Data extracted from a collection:
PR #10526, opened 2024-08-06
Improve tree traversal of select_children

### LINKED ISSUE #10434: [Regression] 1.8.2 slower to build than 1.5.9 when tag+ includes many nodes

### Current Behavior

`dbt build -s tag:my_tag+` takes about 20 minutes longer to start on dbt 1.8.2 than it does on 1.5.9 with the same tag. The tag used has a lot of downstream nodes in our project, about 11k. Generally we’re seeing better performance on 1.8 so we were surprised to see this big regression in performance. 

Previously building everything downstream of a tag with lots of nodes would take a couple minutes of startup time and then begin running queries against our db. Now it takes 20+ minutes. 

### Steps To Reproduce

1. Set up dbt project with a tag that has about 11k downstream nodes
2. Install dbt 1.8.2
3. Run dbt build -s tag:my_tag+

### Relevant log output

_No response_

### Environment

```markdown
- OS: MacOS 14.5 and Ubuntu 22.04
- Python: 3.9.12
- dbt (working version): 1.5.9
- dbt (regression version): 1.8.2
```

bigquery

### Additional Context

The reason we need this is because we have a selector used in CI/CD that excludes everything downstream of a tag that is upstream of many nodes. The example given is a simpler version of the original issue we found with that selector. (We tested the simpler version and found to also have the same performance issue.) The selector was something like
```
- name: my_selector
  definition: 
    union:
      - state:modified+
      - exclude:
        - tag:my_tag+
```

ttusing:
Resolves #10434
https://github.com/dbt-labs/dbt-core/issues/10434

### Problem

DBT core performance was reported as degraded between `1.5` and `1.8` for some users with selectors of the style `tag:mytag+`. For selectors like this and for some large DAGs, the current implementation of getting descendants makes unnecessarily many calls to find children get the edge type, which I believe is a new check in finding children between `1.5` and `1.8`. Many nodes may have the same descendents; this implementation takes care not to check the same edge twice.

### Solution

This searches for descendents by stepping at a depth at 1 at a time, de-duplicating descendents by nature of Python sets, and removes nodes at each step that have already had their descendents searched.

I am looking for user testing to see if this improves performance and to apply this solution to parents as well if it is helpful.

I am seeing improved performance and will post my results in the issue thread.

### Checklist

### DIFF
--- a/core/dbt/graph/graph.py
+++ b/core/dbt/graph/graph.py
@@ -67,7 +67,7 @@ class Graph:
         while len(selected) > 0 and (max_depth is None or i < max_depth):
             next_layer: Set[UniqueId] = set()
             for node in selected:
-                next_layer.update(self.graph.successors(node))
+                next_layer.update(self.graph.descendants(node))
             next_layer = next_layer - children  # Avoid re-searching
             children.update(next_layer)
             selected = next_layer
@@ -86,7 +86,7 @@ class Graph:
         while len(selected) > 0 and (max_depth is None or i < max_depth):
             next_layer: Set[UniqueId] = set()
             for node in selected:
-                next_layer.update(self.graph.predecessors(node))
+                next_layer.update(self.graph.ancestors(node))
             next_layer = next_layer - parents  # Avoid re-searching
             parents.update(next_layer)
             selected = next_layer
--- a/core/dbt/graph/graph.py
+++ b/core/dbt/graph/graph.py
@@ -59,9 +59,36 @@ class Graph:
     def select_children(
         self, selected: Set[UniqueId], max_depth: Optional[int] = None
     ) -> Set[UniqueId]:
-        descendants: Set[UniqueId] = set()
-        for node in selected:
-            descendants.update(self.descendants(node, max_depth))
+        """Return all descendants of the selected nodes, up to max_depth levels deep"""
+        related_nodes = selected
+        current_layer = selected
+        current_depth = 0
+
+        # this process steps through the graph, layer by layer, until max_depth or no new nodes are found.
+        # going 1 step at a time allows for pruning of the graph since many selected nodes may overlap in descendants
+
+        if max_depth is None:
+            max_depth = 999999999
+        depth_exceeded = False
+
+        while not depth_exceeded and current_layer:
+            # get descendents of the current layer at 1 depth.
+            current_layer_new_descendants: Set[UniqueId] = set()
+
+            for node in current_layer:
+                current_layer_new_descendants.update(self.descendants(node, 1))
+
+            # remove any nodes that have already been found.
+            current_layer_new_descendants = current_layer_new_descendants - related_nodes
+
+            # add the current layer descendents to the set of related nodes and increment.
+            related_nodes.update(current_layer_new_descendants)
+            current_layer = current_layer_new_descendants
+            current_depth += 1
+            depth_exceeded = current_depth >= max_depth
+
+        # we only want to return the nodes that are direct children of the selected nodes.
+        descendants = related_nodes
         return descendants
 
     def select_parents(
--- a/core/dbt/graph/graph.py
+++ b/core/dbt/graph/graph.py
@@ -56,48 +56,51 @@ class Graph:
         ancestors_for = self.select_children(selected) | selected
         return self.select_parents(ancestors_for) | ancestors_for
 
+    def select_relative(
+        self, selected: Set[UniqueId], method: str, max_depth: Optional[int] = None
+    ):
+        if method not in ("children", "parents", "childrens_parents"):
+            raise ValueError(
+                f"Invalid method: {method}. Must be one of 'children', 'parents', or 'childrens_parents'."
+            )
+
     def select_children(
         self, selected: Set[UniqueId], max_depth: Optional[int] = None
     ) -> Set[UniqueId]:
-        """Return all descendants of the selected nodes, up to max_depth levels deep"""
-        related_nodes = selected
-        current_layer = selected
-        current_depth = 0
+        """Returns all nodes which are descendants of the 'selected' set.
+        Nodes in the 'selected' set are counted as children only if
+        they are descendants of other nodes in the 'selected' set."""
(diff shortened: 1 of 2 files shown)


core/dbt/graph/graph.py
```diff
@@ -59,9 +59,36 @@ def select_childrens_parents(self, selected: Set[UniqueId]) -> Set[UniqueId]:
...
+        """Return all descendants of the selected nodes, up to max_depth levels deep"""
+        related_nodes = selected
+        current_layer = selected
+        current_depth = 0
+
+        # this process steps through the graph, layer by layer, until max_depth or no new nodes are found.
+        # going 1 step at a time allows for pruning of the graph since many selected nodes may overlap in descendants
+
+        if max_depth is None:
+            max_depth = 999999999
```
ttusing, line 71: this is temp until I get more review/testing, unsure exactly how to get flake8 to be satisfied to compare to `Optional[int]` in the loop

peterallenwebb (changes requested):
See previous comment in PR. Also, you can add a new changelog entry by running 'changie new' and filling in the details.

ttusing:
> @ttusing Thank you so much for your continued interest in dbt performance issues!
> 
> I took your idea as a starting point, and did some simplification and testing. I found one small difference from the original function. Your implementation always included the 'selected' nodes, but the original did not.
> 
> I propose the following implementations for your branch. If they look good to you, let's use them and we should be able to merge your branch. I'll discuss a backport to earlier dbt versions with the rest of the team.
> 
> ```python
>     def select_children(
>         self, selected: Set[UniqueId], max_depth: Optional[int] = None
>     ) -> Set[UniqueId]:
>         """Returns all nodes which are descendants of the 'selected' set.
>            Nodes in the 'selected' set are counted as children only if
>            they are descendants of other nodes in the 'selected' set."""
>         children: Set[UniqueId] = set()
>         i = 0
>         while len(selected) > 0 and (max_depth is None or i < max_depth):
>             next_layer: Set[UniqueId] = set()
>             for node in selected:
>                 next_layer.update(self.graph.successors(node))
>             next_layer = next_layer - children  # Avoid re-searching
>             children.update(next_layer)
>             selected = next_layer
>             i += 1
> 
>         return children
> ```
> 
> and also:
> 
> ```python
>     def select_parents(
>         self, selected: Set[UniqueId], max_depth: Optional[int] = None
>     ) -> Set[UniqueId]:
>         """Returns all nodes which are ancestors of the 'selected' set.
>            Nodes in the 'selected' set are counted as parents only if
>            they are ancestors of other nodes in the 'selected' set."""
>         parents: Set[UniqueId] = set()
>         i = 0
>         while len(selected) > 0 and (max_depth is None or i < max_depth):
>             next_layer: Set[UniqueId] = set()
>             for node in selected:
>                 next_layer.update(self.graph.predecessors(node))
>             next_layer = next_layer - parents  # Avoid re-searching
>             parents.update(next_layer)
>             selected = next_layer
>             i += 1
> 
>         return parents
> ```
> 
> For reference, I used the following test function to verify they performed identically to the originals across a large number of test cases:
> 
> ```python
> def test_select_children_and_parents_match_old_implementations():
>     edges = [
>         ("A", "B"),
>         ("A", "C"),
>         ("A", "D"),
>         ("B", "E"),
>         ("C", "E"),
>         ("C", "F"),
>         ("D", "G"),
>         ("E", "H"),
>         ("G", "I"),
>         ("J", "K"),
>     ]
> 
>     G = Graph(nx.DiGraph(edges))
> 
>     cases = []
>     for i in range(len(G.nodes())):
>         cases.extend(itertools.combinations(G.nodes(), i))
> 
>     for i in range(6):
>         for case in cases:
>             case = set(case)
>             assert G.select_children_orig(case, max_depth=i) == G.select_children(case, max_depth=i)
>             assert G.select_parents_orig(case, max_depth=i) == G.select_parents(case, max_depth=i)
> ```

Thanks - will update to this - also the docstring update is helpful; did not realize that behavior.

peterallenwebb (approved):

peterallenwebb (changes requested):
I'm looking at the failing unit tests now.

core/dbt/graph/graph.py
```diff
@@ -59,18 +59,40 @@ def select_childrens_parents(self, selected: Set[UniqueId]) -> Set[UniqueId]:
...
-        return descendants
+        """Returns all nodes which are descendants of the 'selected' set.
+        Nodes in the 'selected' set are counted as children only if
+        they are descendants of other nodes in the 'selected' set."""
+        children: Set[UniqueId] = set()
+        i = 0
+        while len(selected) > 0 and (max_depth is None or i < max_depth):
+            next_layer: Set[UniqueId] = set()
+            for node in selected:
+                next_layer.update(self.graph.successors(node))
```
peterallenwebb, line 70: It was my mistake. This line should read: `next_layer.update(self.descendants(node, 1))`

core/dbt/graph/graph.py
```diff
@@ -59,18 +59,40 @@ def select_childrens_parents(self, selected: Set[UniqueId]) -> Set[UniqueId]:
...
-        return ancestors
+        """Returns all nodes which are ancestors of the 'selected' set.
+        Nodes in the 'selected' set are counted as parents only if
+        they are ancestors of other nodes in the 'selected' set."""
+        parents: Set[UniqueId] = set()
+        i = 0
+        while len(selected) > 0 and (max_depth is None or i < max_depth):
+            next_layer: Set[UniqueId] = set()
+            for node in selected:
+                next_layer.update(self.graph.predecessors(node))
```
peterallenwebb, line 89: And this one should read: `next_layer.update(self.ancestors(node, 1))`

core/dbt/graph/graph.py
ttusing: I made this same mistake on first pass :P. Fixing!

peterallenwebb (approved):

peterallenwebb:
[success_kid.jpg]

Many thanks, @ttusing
...
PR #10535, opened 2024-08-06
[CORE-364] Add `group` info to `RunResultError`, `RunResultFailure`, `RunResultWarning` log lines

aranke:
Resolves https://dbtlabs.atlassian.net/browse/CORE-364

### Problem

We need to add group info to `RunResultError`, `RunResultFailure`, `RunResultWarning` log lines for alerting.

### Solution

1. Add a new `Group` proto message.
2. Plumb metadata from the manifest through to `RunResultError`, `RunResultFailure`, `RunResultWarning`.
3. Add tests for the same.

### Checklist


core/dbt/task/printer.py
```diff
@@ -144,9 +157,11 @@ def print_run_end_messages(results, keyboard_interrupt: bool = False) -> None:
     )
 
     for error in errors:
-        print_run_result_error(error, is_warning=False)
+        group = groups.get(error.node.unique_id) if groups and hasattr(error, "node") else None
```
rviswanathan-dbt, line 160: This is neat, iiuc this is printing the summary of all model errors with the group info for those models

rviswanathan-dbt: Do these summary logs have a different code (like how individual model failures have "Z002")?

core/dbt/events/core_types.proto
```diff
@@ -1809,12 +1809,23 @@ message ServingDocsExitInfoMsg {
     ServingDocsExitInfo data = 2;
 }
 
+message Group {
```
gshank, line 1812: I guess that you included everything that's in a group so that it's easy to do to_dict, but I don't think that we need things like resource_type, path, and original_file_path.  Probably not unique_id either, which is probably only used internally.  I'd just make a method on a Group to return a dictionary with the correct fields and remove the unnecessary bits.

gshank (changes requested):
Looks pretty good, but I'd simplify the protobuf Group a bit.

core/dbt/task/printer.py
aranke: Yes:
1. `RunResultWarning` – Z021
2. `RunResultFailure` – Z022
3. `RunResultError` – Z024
...
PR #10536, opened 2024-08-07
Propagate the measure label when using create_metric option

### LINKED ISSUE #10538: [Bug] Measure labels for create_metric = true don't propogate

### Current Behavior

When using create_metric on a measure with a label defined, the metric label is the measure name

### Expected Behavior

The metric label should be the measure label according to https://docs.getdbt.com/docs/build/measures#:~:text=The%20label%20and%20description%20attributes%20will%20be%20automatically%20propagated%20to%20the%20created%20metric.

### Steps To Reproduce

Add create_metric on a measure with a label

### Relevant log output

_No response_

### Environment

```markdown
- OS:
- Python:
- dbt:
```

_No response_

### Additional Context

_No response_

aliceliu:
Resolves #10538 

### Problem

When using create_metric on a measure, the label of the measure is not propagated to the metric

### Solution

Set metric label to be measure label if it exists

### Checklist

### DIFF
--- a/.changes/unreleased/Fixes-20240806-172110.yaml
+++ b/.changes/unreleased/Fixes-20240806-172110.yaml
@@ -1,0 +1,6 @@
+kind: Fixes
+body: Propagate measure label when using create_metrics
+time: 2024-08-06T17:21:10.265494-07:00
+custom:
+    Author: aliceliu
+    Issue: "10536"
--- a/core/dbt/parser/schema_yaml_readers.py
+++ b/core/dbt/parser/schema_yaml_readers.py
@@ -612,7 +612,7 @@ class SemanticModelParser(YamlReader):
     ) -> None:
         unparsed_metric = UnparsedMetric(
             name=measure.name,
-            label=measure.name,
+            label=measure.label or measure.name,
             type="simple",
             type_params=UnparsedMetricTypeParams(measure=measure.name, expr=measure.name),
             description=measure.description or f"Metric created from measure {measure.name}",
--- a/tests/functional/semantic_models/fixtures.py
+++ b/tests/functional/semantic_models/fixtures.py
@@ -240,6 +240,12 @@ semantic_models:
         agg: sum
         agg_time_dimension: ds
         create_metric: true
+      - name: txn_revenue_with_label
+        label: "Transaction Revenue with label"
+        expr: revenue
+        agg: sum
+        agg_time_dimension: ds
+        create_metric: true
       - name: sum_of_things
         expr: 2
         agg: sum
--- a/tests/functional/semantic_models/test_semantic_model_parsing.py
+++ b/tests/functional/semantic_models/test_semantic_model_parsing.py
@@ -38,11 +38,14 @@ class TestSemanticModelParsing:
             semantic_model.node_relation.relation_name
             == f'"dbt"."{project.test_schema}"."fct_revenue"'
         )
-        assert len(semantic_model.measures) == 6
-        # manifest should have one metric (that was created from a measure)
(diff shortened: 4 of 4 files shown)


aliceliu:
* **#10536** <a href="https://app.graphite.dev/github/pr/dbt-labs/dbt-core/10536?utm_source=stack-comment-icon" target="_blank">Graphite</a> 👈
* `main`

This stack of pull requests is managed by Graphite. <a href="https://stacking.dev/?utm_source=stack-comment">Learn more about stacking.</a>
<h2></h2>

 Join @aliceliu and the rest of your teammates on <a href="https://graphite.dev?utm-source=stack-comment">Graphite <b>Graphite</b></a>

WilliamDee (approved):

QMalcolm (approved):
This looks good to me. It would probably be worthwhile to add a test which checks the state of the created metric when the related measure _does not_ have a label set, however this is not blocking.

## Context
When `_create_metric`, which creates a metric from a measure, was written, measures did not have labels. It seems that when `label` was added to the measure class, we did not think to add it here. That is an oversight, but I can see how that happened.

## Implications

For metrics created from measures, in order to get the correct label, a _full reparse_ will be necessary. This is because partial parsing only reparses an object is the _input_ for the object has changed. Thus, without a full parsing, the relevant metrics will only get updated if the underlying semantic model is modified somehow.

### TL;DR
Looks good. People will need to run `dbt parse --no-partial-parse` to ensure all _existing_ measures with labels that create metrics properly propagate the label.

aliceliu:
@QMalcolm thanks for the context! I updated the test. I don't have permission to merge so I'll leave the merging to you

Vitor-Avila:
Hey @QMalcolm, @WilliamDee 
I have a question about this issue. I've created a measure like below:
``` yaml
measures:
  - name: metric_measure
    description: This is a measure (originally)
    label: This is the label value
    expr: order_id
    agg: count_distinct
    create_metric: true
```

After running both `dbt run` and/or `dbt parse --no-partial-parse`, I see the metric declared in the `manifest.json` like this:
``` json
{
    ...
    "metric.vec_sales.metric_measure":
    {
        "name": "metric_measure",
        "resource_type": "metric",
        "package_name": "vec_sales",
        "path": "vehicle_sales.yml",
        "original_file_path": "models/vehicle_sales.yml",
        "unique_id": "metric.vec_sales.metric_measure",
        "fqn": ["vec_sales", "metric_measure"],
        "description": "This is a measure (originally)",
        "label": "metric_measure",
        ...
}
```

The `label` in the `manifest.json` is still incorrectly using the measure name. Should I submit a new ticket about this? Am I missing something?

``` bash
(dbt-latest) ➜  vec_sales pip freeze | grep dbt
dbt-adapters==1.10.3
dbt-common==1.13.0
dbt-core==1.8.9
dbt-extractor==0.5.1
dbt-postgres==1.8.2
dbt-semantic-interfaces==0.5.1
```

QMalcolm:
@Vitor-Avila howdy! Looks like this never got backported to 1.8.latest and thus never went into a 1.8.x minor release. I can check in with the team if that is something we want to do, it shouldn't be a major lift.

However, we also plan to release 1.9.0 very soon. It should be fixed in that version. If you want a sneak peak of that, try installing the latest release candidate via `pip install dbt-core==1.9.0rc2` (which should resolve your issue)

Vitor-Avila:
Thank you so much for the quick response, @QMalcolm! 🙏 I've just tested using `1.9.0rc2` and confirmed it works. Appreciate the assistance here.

EXERCISE> If a line in the data above holds the word "approved", count it; give only the total.

EXERCISE OUTPUT> 4